Department of Plant Breeding and Biotechnology, Sari Agricultural Sciences and Natural Resources University (SANRU), P.O. Box 576, Sari, Iran.
Department of Systems Biology, Agricultural Biotechnology Research Institute of Iran (ABRII), Agricultural Research, Education and Extension Organization (AREEO), P.O. Box 31535-1897, Karaj, Iran.
Planta. 2021 Jan 2;253(1):9. doi: 10.1007/s00425-020-03521-z.
Camelina biotypes had different responses to freezing stress, which was mainly inherited by additive gene effects and can be reliably used in breeding programs and for a better understanding of freezing tolerance mechanisms in camelina plants. Camelina [Camelina sativa (L.) Crantz] is a frost-tolerant oilseed plant that is cultivated as an autumn crop in semi-arid regions. However, camelina establishment in these areas is limited by low temperatures in winter that results in decreased seed yield. In the present study, genetic basis of freezing tolerance (FT) in spring and winter biotypes of camelina was analyzed at seedling stage using a diallel cross experiment. The parents consisted of two winter doubled haploid (DH) lines with high (DH34 and DH31), two spring lines with medium (DH19 and DH26), and two spring lines with low FT (DH08 and DH91). For this purpose, the parents along with F entries were subjected to freezing stress and survival percentage, electrolyte leakage, and lethal temperature for 50% mortality (LT) of the lines were measured. Results showed that although both additive and non-additive effects of the genes determine the FT, further analyses indicated that it was mainly controlled by the additive effects. Therefore, selection-based methods may be more efficient for improving FT in camelina genotypes. The results of specific combining ability (SCA) and heterosis analysis among various DH lines suggested that more tolerant cultivars of camelina could be developed by targeted crossings. When a tolerant winter line and a susceptible spring line were crossed, their progenies showed a higher FT compared with the progenies of a cross between two susceptible spring lines indicating FT is controlled by additive effects of the genes in camelina plants. These findings provided new insight into the genetic basis of freezing-related traits in camelina and could be used for more sophisticated breeding programs.

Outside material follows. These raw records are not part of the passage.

PR #421, opened 2025-05-16
Q412 Damage Calculator 2 Electric Boogaloo

### LINKED ISSUE #184: damage calculator parity with later generations
see <https://github.com/lhearachel/plat-engine/blob/main/src/battle/calc.c> for implementation details

Aeliko:
# Summary
What's up guys, I'm back with another banger 🔥

Closes #184 

I cannot directly link my projects to this PR, so here are the relevant ones:
[Damage](https://github.com/users/Aeliko/projects/1?pane=issue&itemId=100423039)

# Details
The damage calculation uses Q4.12 format numbers. The implementation (`qmath.s`, `q412.h`) is provided by Lhea.

Random damage modifier is moved inside damage calculation, so the original function is emptied.

Note that the functions have side effects, which should be fine?

What's that? You want to know why is there that weird define? That one? Yes, yes, that one is crucial, it is imperative that it is in the function. DO NOT REMOVE IT!!!


BluRosie:
for some reason i don't recall off the top of my head, i don't like pragma.  is it a gcc thing and we're completely fine using it?

Aeliko:
Admittedly I just copied from Stack Overflow and it made the compiler shut up about those warnings. Should not be risky?

src/battle/battle_pokemon.c
```diff
@@ -1223,3 +1223,7 @@ BOOL LONG_CALL DoesSideHave2Battlers(void *bw, u32 client)
     }
     return FALSE;
 }
+
+BOOL LONG_CALL ClientBelongsToPlayer(struct BattleSystem *bsys, int client) {
+    return BattleWork_GetTrainerIndex(bsys, client) == 0;
+}
```
BluRosie, line 1232: have you made sure that this check is still true for i.e. partner battles?

src/battle/other_battle_calculators.c
```diff
@@ -422,15 +422,18 @@ BOOL CalcAccuracy(void *bw, struct BattleStruct *sp, int attacker, int defender,
...
     u8 move_type UNUSED; // unused but will be needed
     u8 move_split;
     u16 atk_ability = GetBattlerAbility(sp, attacker);
     int i;
     int maxBattlers = BattleWorkClientSetMaxGet(bw);
     int accuracyModifier = UQ412__1_0;
 
+    if (I_AM_TERAPAGOS_AND_I_NEED_TO_KO_CARMINES_SINISTCHA(bw, sp, attacker)) {
+        return FALSE;
+    }
```
BluRosie, line 456: isn't this an individual game-defined thing and not something that could even be generic?

i borderline feel this way about friendship effects as well

include/config.h
```diff
@@ -77,6 +77,15 @@
...
 //#define UNCAP_CANDIES_FROM_LEVEL_CAP
 
+// System flags that need to be enabled for the player to use the gimmick. If you want to change them, remember to change them in flags.s as well for consistency
+#define FLAG_MEGA_EVOLUTION_ENABLED 2518
+#define FLAG_Z_MOVE_ENABLED 2519
+#define FLAG_DYNAMAX_ENABLED 2520
+#define FLAG_TERASTALIZATION_ENABLED 2521
+
+// Uncomment this when you want to enable all gimmicks while testing
+// #define DEBUG_ENABLE_ALL_GIMMICKS
```
BluRosie: put in debug.h?

src/battle/other_battle_calculators.c
```diff
@@ -1624,32 +1641,6 @@ int LONG_CALL ServerDoTypeCalcMod(void *bw UNUSED, struct BattleStruct *sp, int
...
-                    damage = damage * (100 + atk_a) / 100;
-                }
-            }
-            if ((flag[0] & MOVE_STATUS_FLAG_NOT_VERY_EFFECTIVE) && (base_power))
-            {
-                if (GetBattlerAbility(sp, attack_client) == ABILITY_TINTED_LENS)
-                {
-                    damage *= 2;
-                }
-            }
```
BluRosie, line 1681: what does all this do now?  just moved to damage calculator?

src/battle/other_battle_calculators.c
```diff
@@ -2303,20 +2293,20 @@ BOOL LONG_CALL BattleSystem_CheckMoveEffect(void *bw, struct BattleStruct *sp, i
...
         }
     }
 
     if (sp->battlemon[battlerIdTarget].effect_of_moves & MOVE_EFFECT_FLAG_MINIMIZED
         && !sp->battlemon[battlerIdTarget].is_currently_dynamaxed
         && IsMoveInMinimizeVulnerabilityMovesList(move)) {
-        sp->waza_status_flag &= ~MOVE_STATUS_FLAG_MISS;
-        return TRUE;
+            sp->waza_status_flag &= ~MOVE_STATUS_FLAG_MISS;
+            return FALSE;
```
BluRosie, line 2346: why the extra tabs here?

src/individual/CalcBaseDamage.c
```diff
@@ -126,55 +142,116 @@ static const u16 SharpnessMovesTable[] = {
...
+    {   250,     40}, //  10- 25 kg ->  40 bp
+    {   500,     60}, //  25- 50 kg ->  60 bp
+    {  1000,     80}, //  50-100 kg ->  80 bp
+    {  2000,    100}, // 100-200 kg -> 100 bp
+    {0xFFFF, 0xFFFF},
+};
 
 
+// TODO
+// Why is it offset if I use the original definition??????????????
```
BluRosie, line 157: what's the problem here?

src/individual/CalcBaseDamage.c
```diff
@@ -126,55 +142,116 @@ static const u16 SharpnessMovesTable[] = {
...
+        return 9999;
     }
 
-    defense = BattlePokemonParamGet(sp, defender, BATTLE_MON_DATA_DEF, NULL);
-    sp_attack = BattlePokemonParamGet(sp, attacker, BATTLE_MON_DATA_SPATK, NULL);
-    sp_defense = BattlePokemonParamGet(sp, defender, BATTLE_MON_DATA_SPDEF, NULL);
+    // https://web.archive.org/web/20241226231016/https://www.trainertower.com/dawoblefets-damage-dissertation/
+
+    // switch (moveno) {
+    //     // handle body press - attack is derived from defense
```
BluRosie, line 217: do we no longer handle body press then?

src/individual/CalcBaseDamage.c
```diff
@@ -225,836 +310,1421 @@ int CalcBaseDamage(void *bw, struct BattleStruct *sp, int moveno, u32 side_cond,
...
+        break;
+    case MOVE_PAYBACK:
+        // TODO: Check correctness
+        if (sp->playerActions[defender][0] == CONTROLLER_COMMAND_40) {
+            movepower *= 2;
+        }
+        break;
+    case MOVE_PURSUIT:
+        // TODO: Handle this massive headache later
+        movepower = movepower * sp->damage_value / 10;
```
BluRosie, line 521: does pursuit now just always multiply or what?  how is damage_value set here?

src/battle/battle_calc_damage.c
```diff
@@ -96,57 +97,603 @@ u16 LONG_CALL GetBattleMonItem(struct BattleStruct *sp, int client_no)
...
+#ifdef DEBUG_DAMAGE_CALC
+        debug_printf("[CalcBaseDamage] parental_bond_flag: %d\n", sp->oneTurnFlag[attacker].parental_bond_flag);
+#endif
+        switch (sp->oneTurnFlag[attacker].parental_bond_flag) {
+            case 1:
+                sp->oneTurnFlag[attacker].parental_bond_flag++;
+                sp->oneTurnFlag[attacker].parental_bond_is_active = TRUE;  // after first hit, set this flag just in case the ability is nullified after the first one
+                break;
+            case 2:
+                debug_printf("[CalcBaseDamage] parental_bond_flag is 2, damage reduction\n");
```
BluRosie, line 175: no debug wraps

src/battle/battle_calc_damage.c
```diff
@@ -96,57 +97,603 @@ u16 LONG_CALL GetBattleMonItem(struct BattleStruct *sp, int client_no)
...
+        if ((attackerAbility == ABILITY_SNIPER) && (sp->critical > 1)) {
+            finalModifier = QMul_RoundUp(finalModifier, UQ412__1_5);
+#ifdef DEBUG_DAMAGE_CALC
+            debug_printf("\n=================\n");
+            debug_printf("[CalcBaseDamage] 6.9.3 Sniper\n");
+            debug_printf("[CalcBaseDamage] finalModifier: %d\n", finalModifier);
+#endif
+        }
+
+        if ((sp->rawSpeedNonRNGClientOrder[i] == BATTLER_ALLY(defender)) && (GetBattlerAbility(sp, BATTLER_ALLY(defender)) == ABILITY_FLUFFY)) {
```
BluRosie: why is the fluffy check on `BATTLER_ALLY(defender)` instead of just defender?

src/individual/CalcBaseDamage.c
```diff
@@ -225,836 +310,1421 @@ int CalcBaseDamage(void *bw, struct BattleStruct *sp, int moveno, u32 side_cond,
...
+    // TODO: Check if there are any moves not ported yet 
+    // if (pow == 0) {
+    //     debug_printf("First case\n");
+    //     movepower = sp->moveTbl[moveno].power;
+    // } else {
+    //     debug_printf("Second case\n");
+    //     movepower = pow;
+    // }
+
+    switch (moveno) {
```
BluRosie, line 328: are we good to swap to per-move instead of per-effect?  i understand the benefits in terms of thinking about things and understanding, but this splits from being able to just specify the effect in movedata and makes for an overall inflexible implementation for rom hacks that want custom moves--"i want a fairy type gyro ball"

src/individual/CalcBaseDamage.c
```diff
@@ -225,836 +310,1421 @@ int CalcBaseDamage(void *bw, struct BattleStruct *sp, int moveno, u32 side_cond,
...
+        movepower = (255 - AttackingMon.happiness) * 10 / 25;
+        break;
+    // Counter-based
+    case MOVE_FURY_CUTTER:
+        for (int n = 0; n < sp->battlemon[attacker].moveeffect.furyCutterCount; n++) {
+            movepower *= 2;
+        }
+        break;
+    case MOVE_ROLLOUT:
+    case MOVE_ICE_BALL:
```
BluRosie, line 450: would also just be one case if we kept move effects

src/individual/CalcBaseDamage.c
```diff
@@ -225,836 +310,1421 @@ int CalcBaseDamage(void *bw, struct BattleStruct *sp, int moveno, u32 side_cond,
...
+            if ((AttackingMon.item_held_effect == HOLD_EFFECT_CHOICE_ATK) && (movesplit == SPLIT_PHYSICAL)) {
+                attackModifier = QMul_RoundUp(attackModifier, UQ412__1_5);
+            }
+            
+            // handle Choice Specs
+            if ((AttackingMon.item_held_effect == HOLD_EFFECT_CHOICE_SPATK) && (movesplit == SPLIT_SPECIAL)) {
+                attackModifier = QMul_RoundUp(attackModifier, UQ412__1_5);
+            }
+    
+            // TODO: it’s not a Ditto/Smeargle/Mew Transformed into the species <- how to do this?
```
BluRosie: should be handled by just checking the species?

src/individual/CalcBaseDamage.c
```diff
@@ -225,836 +310,1421 @@ int CalcBaseDamage(void *bw, struct BattleStruct *sp, int moveno, u32 side_cond,
...
+            && (movesplit == SPLIT_PHYSICAL)) {
+                defenseModifier = QMul_RoundUp(defenseModifier, UQ412__2_0);
+            }
+        }
+    }
+
+    // Apply the chained modifier to the starting defense. That is, multiply the starting defense by the chained defense modifiers, divide by 4096, and pokeRound the result. If the current defense would now be less than 1, make it 1. Finally, if the defense is greater than 65,535, make it the defense modulo 65,536 (defense % 65536). If the defense stat is 0 because of this modifier, the result of base damage will always be 2.
+    calculatedDefense = QMul_RoundDown(calculatedDefense, defenseModifier);
+    calculatedDefense = calculatedDefense < 1 ? 1 : calculatedDefense;
+    calculatedDefense = calculatedDefense % 65536;
```
BluRosie, line 1671: general question for all of the modulo operations--this can still result in a 0 calculatedDefense.  does that mimic future implementations?

BluRosie (commented):
few things here.  i think we also need to take stock of every ability/item/move that is handled and make sure we're not leaving things out.  i may or may not get to this soon before merging, or may just do it after merging--but it has to be done soon.  if this didn't fix other bugs i'd like to get it done before merging.

src/battle/battle_calc_damage.c
Aeliko: You're right

src/battle/other_battle_calculators.c
Aeliko: I intend to implement all of them, like Totem battles, SwSh/SV raids and have the logic check the battle type (which would need new types defined for them)

src/individual/CalcBaseDamage.c
Aeliko: It needs to have a higher move power if the defender is switching out, but we don't have code checking for that yet. Instead we just use the original logic in the subscript for now

src/individual/CalcBaseDamage.c
Aeliko: I guess so

I think we should do a move effect naming refactor then? To make it easier to conceptualise which underlying move it is referring to

src/individual/CalcBaseDamage.c
Aeliko: I think vanilla Gen 4 doesn't store the pre-transformed species?

src/individual/CalcBaseDamage.c
Aeliko: Yes, there should be logic guarding such cases

src/individual/CalcBaseDamage.c
Aeliko: I cannot use the stat boost table in the other file. I had the duplicate the definition here for some reason otherwise it fetches the wrong values

src/battle/other_battle_calculators.c
Aeliko: Yes

src/individual/CalcBaseDamage.c
BluRosie: oh wow, pretty funny.  should be able to check `condition2 & STATUS2_TRANSFORMED` though

src/individual/CalcBaseDamage.c
BluRosie: will take a look once merged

荠蓝生物型对冷冻胁迫有不同的反应,这主要是由加性基因效应遗传的,可以可靠地用于育种计划,并有助于更好地理解荠蓝植物的抗冻机制。荠蓝(Camelina sativa(L.)Crantz)是一种耐霜的油料植物,在半干旱地区作为秋季作物种植。然而,在这些地区,荠蓝的建立受到冬季低温的限制,导致种子产量下降。在本研究中,利用双单倍体(DH)系的杂种优势分析了荠蓝春、冬生物型的耐冻性(FT)遗传基础。亲本由两个具有高 FT 的冬 DH 系(DH34 和 DH31)、两个具有中 FT 的春 DH 系(DH19 和 DH26)和两个具有低 FT 的春 DH 系(DH08 和 DH91)组成。为此,将亲本和 F 系进行冷冻胁迫处理,测量存活率、电解质渗透率和致死温度(50%致死率,LT)。结果表明,尽管基因的加性和非加性效应都决定了 FT,但进一步的分析表明,它主要受加性效应控制。因此,基于选择的方法可能更有效地提高荠蓝基因型的 FT。DH 系之间各种特定配合力(SCA)和杂种优势分析的结果表明,通过有针对性的杂交可以开发出更耐荠蓝品种。当一个耐冬的线与一个易感的春线杂交时,它们的后代比两个易感的春线杂交的后代表现出更高的 FT,这表明 FT 受荠蓝植物基因的加性效应控制。这些发现为荠蓝与冷冻相关性状的遗传基础提供了新的见解,并可用于更复杂的育种计划。